# [What to do]
Every entry must appear in the answer exactly as it does here.

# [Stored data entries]
——
Issue #11221, opened 2016-11-17
indavideo.hu support


szunyi:
Hello,

Can you fix or add the the indavideo.hu site for download videos?
This site can be the biggest hungarian site.

This site use subdomains for each big category, so please support the subdomains too.

Example video for generic video: http://indavideo.hu/video/A_leggazabb_cipoproba
Another example for subdomain: http://auto.indavideo.hu/video/Ket_Nissan_torestesztje
And yes, please dont forget about erotic side too - NSFW link: http://erotika.indavideo.hu/video/MILF_11

Thanks!
Bye

PR #11989, opened 2017-02-06
[indavideo] Bugfix, support embedding

BagiraHun:

- [x] Bug fix
- [x] Improvement
- [ ] New extractor
- [ ] New feature
---
- Bugfix - Issue #11221
- Site structure changed
- Code simplify
- Support embedded videos

### DIFF
--- a/youtube_dl/extractor/indavideo.py
+++ b/youtube_dl/extractor/indavideo.py
@@ -1,6 +1,8 @@
 # coding: utf-8
 from __future__ import unicode_literals
 
+import re
+
 from .common import InfoExtractor
 from ..utils import (
     int_or_none,
@@ -9,8 +11,14 @@ from ..utils import (
 )
 
 
-class IndavideoEmbedIE(InfoExtractor):
-    _VALID_URL = r'https?://(?:(?:embed\.)?indavideo\.hu/player/video/|assets\.indavideo\.hu/swf/player\.swf\?.*\b(?:v(?:ID|id))=)(?P<id>[\da-f]+)'
+class IndavideoIE(InfoExtractor):
+    _VALID_URL = r'''(?x)
+                    (?:https?:)//
+                    (?:
+                        (?:.+?\.)?indavideo\.hu/(?:player/)?video/|
+                        assets\.indavideo\.hu/swf/(?:inda)player\.swf\?.*\b(?:v(?:ID|id))=
+                    )
+                    (?P<id>[a-zA-Z0-9-_]+)'''
     _TESTS = [{
         'url': 'http://indavideo.hu/player/video/1bdc3c6d80/',
         'md5': 'f79b009c66194acacd40712a6778acfa',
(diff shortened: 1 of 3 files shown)


FelixSchwarz:
just a random reaction from IRC (without any authority on the project): how about splitting this into multiple commits? Each commit should do just one thing.

BagiraHun:
OK, we can split into two commits:
* bugfix: extractors.py and indavideo.py changes
* support emedded videos: generic.py changes

Bugfix includes also site strucure changes and code simplify, but this cannot split into multiple commits.

FelixSchwarz:
That sounds like a good plain - please note that I'm a completely outsider so I don't claim any authority. I'm just a user (with a bit of Python knowledge) who was frustrated about the number of open pull requests.

nyuszika7h:
Is anything going to happen with this?

BagiraHun:
Sadly no and I don't know how can I accelerate the code review process.

youtube_dl/extractor/indavideo.py
```diff
@@ -27,42 +35,79 @@ class IndavideoEmbedIE(InfoExtractor):
...
+        'only_matching': True,
+    }, {
+        'url': 'http://palyazat.indavideo.hu/video/Embertelen_dal_Dodgem_egyuttes',
+        'only_matching': True,
     }]
 
+    @staticmethod
+    def _extract_urls(webpage):
+        return [url for _, url in re.findall(
+            r'<(?:iframe[^>]+src|object[^>]+data)=(["\'])(?P<url>(?:https?:)?//(?:(?:.+?\.)?indavideo\.hu/(?:player/)?video/|assets\.indavideo\.hu/swf/(?:inda)?player\.swf\?.*\b(?:v(?:ID|id))=)[a-zA-Z0-9-_]+)(?:\?|&|\1)',
```
dstftw: Add test for video embedded with `<object data`.

youtube_dl/extractor/indavideo.py
```diff
@@ -9,8 +11,14 @@
 )
 
 
-class IndavideoEmbedIE(InfoExtractor):
```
——
# [Task answer]
Issue #11221, opened 2016-11-17
indavideo.hu support


szunyi:
Hello,

Can you fix or add the the indavideo.hu site for download videos?
This site can be the biggest hungarian site.

This site use subdomains for each big category, so please support the subdomains too.

Example video for generic video: http://indavideo.hu/video/A_leggazabb_cipoproba
Another example for subdomain: http://auto.indavideo.hu/video/Ket_Nissan_torestesztje
And yes, please dont forget about erotic side too - NSFW link: http://erotika.indavideo.hu/video/MILF_11

Thanks!
Bye

PR #11989, opened 2017-02-06
[indavideo] Bugfix, support embedding

BagiraHun:

- [x] Bug fix
- [x] Improvement
- [ ] New extractor
- [ ] New feature
---
- Bugfix - Issue #11221
- Site structure changed
- Code simplify
- Support embedded videos

### DIFF
--- a/youtube_dl/extractor/indavideo.py
+++ b/youtube_dl/extractor/indavideo.py
@@ -1,6 +1,8 @@
 # coding: utf-8
 from __future__ import unicode_literals
 
+import re
+
 from .common import InfoExtractor
 from ..utils import (
     int_or_none,
@@ -9,8 +11,14 @@ from ..utils import (
 )
 
 
-class IndavideoEmbedIE(InfoExtractor):
-    _VALID_URL = r'https?://(?:(?:embed\.)?indavideo\.hu/player/video/|assets\.indavideo\.hu/swf/player\.swf\?.*\b(?:v(?:ID|id))=)(?P<id>[\da-f]+)'
+class IndavideoIE(InfoExtractor):
+    _VALID_URL = r'''(?x)
+                    (?:https?:)//
+                    (?:
+                        (?:.+?\.)?indavideo\.hu/(?:player/)?video/|
+                        assets\.indavideo\.hu/swf/(?:inda)player\.swf\?.*\b(?:v(?:ID|id))=
+                    )
+                    (?P<id>[a-zA-Z0-9-_]+)'''
     _TESTS = [{
         'url': 'http://indavideo.hu/player/video/1bdc3c6d80/',
         'md5': 'f79b009c66194acacd40712a6778acfa',
(diff shortened: 1 of 3 files shown)


FelixSchwarz:
just a random reaction from IRC (without any authority on the project): how about splitting this into multiple commits? Each commit should do just one thing.

BagiraHun:
OK, we can split into two commits:
* bugfix: extractors.py and indavideo.py changes
* support emedded videos: generic.py changes

Bugfix includes also site strucure changes and code simplify, but this cannot split into multiple commits.

FelixSchwarz:
That sounds like a good plain - please note that I'm a completely outsider so I don't claim any authority. I'm just a user (with a bit of Python knowledge) who was frustrated about the number of open pull requests.

nyuszika7h:
Is anything going to happen with this?

BagiraHun:
Sadly no and I don't know how can I accelerate the code review process.

youtube_dl/extractor/indavideo.py
```diff
@@ -27,42 +35,79 @@ class IndavideoEmbedIE(InfoExtractor):
...
+        'only_matching': True,
+    }, {
+        'url': 'http://palyazat.indavideo.hu/video/Embertelen_dal_Dodgem_egyuttes',
+        'only_matching': True,
     }]
 
+    @staticmethod
+    def _extract_urls(webpage):
+        return [url for _, url in re.findall(
+            r'<(?:iframe[^>]+src|object[^>]+data)=(["\'])(?P<url>(?:https?:)?//(?:(?:.+?\.)?indavideo\.hu/(?:player/)?video/|assets\.indavideo\.hu/swf/(?:inda)?player\.swf\?.*\b(?:v(?:ID|id))=)[a-zA-Z0-9-_]+)(?:\?|&|\1)',
```
dstftw: Add test for video embedded with `<object data`.

youtube_dl/extractor/indavideo.py
```diff
@@ -9,8 +11,14 @@
 )
 
 
-class IndavideoEmbedIE(InfoExtractor):
```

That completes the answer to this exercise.